▶ [Stored data entries]:

PR #2196, opened 2022-10-15
Reduces the volume of salt in salt sacks

githubuser4141:
What this PR Does & Why:

Simply put, it reduces the amount of salt found in the large salt containers in spawn lockers to 50 units, from 500, and adds a warning note.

▶ [WHAT TO PRODUCE]:
Among the entries above, how many lines hold the string "salt"? Answer with the bare number.

▶ [RESPONSE FOR THIS EXERCISE]:
2